• What to work on: Go to the line below containing "- in the onboarding" and print exactly from there through the line containing "It is also preferable", both included. Print nothing else.

• Collected data:
+-------+

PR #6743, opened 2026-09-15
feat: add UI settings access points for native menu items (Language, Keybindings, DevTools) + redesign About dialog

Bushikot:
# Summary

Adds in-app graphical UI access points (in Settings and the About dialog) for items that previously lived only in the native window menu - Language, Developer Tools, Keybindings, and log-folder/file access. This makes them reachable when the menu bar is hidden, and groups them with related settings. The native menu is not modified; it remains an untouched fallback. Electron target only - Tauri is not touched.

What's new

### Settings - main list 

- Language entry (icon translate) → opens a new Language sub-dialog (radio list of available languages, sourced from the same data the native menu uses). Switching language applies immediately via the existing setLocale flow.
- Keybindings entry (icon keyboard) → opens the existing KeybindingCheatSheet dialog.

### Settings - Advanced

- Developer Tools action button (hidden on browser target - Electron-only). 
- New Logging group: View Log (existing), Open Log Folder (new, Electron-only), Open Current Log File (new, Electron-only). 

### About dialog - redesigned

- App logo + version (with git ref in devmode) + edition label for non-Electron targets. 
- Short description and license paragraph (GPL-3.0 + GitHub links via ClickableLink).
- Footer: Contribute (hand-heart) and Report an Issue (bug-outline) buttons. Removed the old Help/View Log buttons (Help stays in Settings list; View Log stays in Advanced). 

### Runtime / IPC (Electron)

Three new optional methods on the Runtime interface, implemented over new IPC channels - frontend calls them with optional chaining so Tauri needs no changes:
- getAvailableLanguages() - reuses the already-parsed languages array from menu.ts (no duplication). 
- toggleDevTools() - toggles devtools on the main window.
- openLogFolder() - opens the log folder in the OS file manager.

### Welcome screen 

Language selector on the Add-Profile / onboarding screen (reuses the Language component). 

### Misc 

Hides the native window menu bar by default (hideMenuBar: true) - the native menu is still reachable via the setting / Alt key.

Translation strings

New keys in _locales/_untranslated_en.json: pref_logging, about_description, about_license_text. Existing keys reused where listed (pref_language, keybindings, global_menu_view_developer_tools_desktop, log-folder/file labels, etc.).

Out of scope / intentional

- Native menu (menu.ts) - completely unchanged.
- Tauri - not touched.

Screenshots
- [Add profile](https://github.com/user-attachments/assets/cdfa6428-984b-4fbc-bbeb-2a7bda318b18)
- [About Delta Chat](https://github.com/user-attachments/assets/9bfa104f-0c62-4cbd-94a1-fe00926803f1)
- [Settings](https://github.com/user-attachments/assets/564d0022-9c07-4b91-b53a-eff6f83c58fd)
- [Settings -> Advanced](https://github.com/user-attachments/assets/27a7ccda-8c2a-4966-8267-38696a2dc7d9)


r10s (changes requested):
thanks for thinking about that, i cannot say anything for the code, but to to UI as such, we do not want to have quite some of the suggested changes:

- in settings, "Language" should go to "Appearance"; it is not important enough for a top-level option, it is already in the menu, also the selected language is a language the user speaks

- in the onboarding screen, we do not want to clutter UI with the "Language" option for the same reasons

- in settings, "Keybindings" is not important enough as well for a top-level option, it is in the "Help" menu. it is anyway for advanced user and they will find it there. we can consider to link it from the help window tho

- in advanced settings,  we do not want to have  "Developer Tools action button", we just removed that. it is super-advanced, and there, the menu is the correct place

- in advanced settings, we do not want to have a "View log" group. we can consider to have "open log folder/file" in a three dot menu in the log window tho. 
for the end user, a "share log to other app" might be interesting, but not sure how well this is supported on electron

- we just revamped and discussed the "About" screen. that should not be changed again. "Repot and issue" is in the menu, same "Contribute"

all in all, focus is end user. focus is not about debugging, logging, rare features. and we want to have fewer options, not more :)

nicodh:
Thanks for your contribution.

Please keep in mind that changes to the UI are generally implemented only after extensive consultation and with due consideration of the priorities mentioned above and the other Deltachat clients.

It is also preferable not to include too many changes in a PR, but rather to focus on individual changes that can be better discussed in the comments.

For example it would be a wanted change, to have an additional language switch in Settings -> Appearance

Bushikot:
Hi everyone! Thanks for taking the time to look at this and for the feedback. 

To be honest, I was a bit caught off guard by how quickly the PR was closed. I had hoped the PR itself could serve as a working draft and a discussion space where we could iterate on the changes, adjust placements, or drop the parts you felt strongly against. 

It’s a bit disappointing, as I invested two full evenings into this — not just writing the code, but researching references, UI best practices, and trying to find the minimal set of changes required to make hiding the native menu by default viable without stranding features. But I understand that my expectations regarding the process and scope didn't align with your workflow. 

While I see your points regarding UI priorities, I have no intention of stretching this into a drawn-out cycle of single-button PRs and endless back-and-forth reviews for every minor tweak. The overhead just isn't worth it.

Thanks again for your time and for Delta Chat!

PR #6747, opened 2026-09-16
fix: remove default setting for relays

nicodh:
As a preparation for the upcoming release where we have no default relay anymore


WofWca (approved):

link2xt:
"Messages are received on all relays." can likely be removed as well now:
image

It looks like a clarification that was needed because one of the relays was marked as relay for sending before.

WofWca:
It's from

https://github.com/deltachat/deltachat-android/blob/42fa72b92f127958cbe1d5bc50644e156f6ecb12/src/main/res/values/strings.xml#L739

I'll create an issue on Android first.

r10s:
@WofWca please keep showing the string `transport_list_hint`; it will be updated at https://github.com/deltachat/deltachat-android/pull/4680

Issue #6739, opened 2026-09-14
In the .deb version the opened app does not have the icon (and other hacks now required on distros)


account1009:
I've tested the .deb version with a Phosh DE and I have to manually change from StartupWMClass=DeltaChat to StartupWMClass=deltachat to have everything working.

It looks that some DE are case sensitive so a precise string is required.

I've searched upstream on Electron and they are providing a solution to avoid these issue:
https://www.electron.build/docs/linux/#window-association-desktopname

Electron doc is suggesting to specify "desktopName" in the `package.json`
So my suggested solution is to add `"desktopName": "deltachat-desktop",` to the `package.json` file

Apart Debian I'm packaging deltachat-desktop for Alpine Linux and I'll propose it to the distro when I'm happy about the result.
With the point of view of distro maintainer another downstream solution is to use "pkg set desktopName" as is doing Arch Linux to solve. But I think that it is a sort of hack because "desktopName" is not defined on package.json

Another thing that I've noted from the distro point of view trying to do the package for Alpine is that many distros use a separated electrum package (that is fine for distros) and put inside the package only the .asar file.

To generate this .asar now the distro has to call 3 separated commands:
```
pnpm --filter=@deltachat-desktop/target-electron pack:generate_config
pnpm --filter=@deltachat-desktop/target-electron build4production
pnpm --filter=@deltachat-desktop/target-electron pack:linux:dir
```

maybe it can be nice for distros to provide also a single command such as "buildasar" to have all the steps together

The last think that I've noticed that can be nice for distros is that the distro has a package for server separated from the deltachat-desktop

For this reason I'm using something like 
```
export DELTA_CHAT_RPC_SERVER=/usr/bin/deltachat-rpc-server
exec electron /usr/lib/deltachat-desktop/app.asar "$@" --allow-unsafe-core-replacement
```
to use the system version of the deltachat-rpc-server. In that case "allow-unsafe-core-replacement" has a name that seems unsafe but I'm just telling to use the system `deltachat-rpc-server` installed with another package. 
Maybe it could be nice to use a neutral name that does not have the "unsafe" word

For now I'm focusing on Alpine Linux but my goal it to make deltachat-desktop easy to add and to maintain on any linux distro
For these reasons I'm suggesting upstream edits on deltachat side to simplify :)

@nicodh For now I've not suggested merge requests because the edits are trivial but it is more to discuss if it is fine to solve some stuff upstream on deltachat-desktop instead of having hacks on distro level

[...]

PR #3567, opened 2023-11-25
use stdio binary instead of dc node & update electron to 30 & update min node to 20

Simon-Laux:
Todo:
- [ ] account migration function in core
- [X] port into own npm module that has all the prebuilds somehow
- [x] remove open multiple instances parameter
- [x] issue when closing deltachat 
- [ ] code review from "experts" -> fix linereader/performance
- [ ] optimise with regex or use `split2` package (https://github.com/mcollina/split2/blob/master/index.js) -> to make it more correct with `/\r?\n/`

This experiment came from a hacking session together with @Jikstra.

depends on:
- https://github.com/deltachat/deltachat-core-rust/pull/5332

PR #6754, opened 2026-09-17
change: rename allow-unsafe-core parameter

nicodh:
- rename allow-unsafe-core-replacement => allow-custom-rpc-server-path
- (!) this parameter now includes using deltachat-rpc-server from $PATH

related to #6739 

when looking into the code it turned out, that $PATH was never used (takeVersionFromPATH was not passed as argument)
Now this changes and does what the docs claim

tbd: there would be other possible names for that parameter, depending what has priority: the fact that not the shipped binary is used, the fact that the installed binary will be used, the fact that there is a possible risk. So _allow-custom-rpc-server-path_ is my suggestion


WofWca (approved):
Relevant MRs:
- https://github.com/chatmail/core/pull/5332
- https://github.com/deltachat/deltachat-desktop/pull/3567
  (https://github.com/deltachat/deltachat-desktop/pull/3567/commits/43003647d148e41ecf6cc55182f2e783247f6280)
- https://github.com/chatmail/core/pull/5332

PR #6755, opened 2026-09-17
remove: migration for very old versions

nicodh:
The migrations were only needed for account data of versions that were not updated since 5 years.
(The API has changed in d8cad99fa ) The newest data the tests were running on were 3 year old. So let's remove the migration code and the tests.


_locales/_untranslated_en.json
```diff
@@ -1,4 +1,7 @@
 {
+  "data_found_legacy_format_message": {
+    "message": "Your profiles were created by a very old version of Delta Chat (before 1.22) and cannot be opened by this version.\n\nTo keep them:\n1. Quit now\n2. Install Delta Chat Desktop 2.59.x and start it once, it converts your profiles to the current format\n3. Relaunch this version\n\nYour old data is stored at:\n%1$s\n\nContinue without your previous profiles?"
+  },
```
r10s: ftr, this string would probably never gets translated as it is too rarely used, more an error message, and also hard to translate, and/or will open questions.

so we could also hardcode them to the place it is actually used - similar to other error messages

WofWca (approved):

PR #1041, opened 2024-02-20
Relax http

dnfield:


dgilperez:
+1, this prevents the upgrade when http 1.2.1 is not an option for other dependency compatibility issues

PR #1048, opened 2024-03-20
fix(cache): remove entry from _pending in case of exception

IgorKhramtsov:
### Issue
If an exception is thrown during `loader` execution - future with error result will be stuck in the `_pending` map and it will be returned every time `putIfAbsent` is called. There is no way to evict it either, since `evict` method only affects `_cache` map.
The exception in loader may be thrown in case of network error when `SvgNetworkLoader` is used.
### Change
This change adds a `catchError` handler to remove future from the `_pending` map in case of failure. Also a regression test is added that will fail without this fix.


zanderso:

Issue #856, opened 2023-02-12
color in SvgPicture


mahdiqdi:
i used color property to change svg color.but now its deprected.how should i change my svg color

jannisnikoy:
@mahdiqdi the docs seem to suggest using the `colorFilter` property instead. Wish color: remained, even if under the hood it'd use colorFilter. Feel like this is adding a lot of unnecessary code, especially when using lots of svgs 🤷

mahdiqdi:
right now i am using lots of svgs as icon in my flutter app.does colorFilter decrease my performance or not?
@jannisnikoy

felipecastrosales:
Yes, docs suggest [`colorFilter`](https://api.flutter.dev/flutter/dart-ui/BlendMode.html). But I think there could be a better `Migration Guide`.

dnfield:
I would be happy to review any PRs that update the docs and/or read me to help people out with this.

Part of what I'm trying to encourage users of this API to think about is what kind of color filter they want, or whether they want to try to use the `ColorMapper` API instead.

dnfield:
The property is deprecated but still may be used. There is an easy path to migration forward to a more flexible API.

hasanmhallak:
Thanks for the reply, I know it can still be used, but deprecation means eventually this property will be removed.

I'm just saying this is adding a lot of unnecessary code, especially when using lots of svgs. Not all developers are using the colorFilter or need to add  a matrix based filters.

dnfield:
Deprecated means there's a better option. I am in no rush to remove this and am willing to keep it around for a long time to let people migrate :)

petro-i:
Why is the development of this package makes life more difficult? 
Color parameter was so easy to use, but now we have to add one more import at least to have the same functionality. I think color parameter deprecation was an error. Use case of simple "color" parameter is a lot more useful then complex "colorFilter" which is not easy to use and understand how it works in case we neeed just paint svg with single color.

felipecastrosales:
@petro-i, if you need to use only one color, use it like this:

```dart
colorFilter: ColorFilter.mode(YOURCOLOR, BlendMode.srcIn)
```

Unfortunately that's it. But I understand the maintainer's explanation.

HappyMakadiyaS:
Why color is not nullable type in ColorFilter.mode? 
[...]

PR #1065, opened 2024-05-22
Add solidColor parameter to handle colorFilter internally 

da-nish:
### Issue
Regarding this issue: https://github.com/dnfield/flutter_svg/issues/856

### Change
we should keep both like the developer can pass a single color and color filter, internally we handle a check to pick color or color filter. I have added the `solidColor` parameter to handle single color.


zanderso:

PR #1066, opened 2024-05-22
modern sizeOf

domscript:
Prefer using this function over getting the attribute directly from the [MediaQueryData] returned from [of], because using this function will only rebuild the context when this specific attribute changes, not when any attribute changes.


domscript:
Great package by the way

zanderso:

+-------+

• Result for this exercise:
- in the onboarding screen, we do not want to clutter UI with the "Language" option for the same reasons

- in settings, "Keybindings" is not important enough as well for a top-level option, it is in the "Help" menu. it is anyway for advanced user and they will find it there. we can consider to link it from the help window tho

- in advanced settings,  we do not want to have  "Developer Tools action button", we just removed that. it is super-advanced, and there, the menu is the correct place

- in advanced settings, we do not want to have a "View log" group. we can consider to have "open log folder/file" in a three dot menu in the log window tho. 
for the end user, a "share log to other app" might be interesting, but not sure how well this is supported on electron

- we just revamped and discussed the "About" screen. that should not be changed again. "Repot and issue" is in the menu, same "Contribute"

all in all, focus is end user. focus is not about debugging, logging, rare features. and we want to have fewer options, not more :)

nicodh:
Thanks for your contribution.

Please keep in mind that changes to the UI are generally implemented only after extensive consultation and with due consideration of the priorities mentioned above and the other Deltachat clients.

It is also preferable not to include too many changes in a PR, but rather to focus on individual changes that can be better discussed in the comments.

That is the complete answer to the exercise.